# Angler auf der Schlei verunglückt tödlich



## Casso (18. März 2021)

Tragisch zu lesen. Mein Beileid den Angehörigen.


----------



## Jason (18. März 2021)

Warum ist er alleine rausgefahren?  Leichtsinnigkeit was er leider mit dem Leben bezahlen musste.

Gruß Jason


----------



## Hering 58 (18. März 2021)

Mein Beileid den Angehörigen.


----------



## BerndH (18. März 2021)

Mein Beileid gilt auch den Seenotrettern.
Nicht schön so etwas. Kenne einen Teil der Jungs aus Maasholm persönlich. 
Hoffe sie brauchen so etwas nicht so schnell wieder erleben. 

Gruß Bernd


----------



## Seele (18. März 2021)

Scheiße, Beileid an die Hinterbliebenen. Egal wie fahrlässig, so muss das nicht enden.


----------



## Vanner (18. März 2021)

Mein Beileid an die Hinterbliebenen.


----------



## Wuemmehunter (20. März 2021)

Auch mein Beileid gilt den Angehörigen. Der Fall bietet dennoch Anlass, den immer wieder zu beobachtenden Leichtsinn anzusprechen.
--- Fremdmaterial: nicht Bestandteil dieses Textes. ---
Issue #1236, opened 2018-02-12
Alert manager unable to send unsecured emails


orlmar:
We just upgraded Alertmanager from version 0.9.1 to 0.13.0 and Prometheus from 1.8.1 to 2.1. The Alertmanager's email receiver doesn't work anymore with identical configuration.

In the log, we have an error:
msg="Notify attempt failed" attempt=10 integration=email err="*smtp.plainAuth failed: unencrypted connection" 

Could it be related to this issue in net/smtp? 
https://github.com/golang/go/issues/22166

Th smtp related configuration is:

global:
  smtp_smarthost: 'smtpserver:25'
  smtp_from: 'user@domain'
  smtp_auth_username: 'user'
  smtp_requiere_tls: false
... 
receivers:
- name: 'emailreceiver'
  email_configs:
  - to: 'user@domain'
    headers:
      subject: 'testing'
    html: 'some body'

Also we tested requiere_tls parameter in email_configs section for the case it doesn't read the global parameter.

stuartnelson3:
The issue you linked says the fix for that regression was added to go1.9.2, which was used to compile v0.13.0.

simonpasquier:
As stated in the [SMTP](https://godoc.org/net/smtp#PlainAuth) godoc, the library will allow plain authentication only if TLS is used or the server is local. So you'll have to fulfill one of the conditions to make it work. I'm afraid there's nothing much that can be done on the AlertManager's side.

note:
@simonpasquier That's understandable then but I would say that it would be nice to have it stated in the alertmanager's docs. If the application exposes `smtp_require_tls` and the documentation does not states that it's not effective (outside of localhost) then it's quite confusing for the user.

khavul:
Bump. Running into the same issue, need answers.

xkfen:
just change the `global.smtp_require_tls` from `false` to `true`

TheMeier:
As discussed this is a limitation of underlying libraries. Also it is not good practice to use plain-text credentials over unencrpted channels. If you still require this feature, pleas re-open this issue or even better, provide a PR implementing it.

PR #4741, opened 2025-11-14
chore: add comment about SMTP PLAIN authentication

TheMeier:
Ref: #1236

### DIFF
--- a/docs/configuration.md
+++ b/docs/configuration.md
@@ -80,6 +80,7 @@ global:
   # The default hostname to identify to the SMTP server.
   [ smtp_hello: <string> | default = "localhost" ]
   # SMTP Auth using CRAM-MD5, LOGIN and PLAIN. If empty, Alertmanager doesn't authenticate to the SMTP server.
+  # PLAIN is only supported when using TLS.
   [ smtp_auth_username: <string> ]
   # SMTP Auth using LOGIN and PLAIN.
   [ smtp_auth_password: <secret> ]
@@ -1155,7 +1156,7 @@ The default `jira.default.description` template only works with V2.
 # The API Type to use for search requests, can be either auto, cloud or datacenter
 # Example: cloud
 [ api_type: <string> | default = auto ]
-   
+
 # The project key where issues are created.
 project: <string>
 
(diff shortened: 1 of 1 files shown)


SoloJacobs (approved):
LGTM.

I have been thinking whether we should also a validation step to `amtool check-config`. This should be possible, since the validation done by `PlainAuth` is straightforward.

TheMeier:
So I  have added a commit that implements validation if TLS is disabled and SMTP PLAIN auth config params are set. But I would consider this somewhat breaking since it will prevent AM starting with some (broken) configs which it previously did accept.
I can also break out that commit into another PR.

config/config.go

Wer den Threat Heringsangeln in Kappeln verfolgt, wird gelesen haben, dass einige Sportsfreunde, meine Wenigkeit eingeschlossen, ein für die letzte Woche geplantes Angeln wegen des Sturmes verschoben haben. Wieso wagt sich jemand trotz des Sturmes mit einem kleinen Schlauchboot bei Sturm auf den Rabelsund? Die Schlei ist in dem Bereich ein sehr stark strömendes Gewässer wo sich bei Wind schnell eine respektable Welle aufbaut, der ein kleines Schlauchboot nicht gewachsen ist. Trotzdem rauszufahren, ist für mich unverständlich. Ich hoffe dieser tragische Fall regt auch die Angler zum nachdenken an, die sich gerade in diesem Abschnitt immer wieder mit kleinen Schlauchbooten, die eigentlich Badeboote sind, aufs Wasser begeben. Leute, Euer Leben ist unendlich viel mehr Wert, als eine Handvoll Heringe!


----------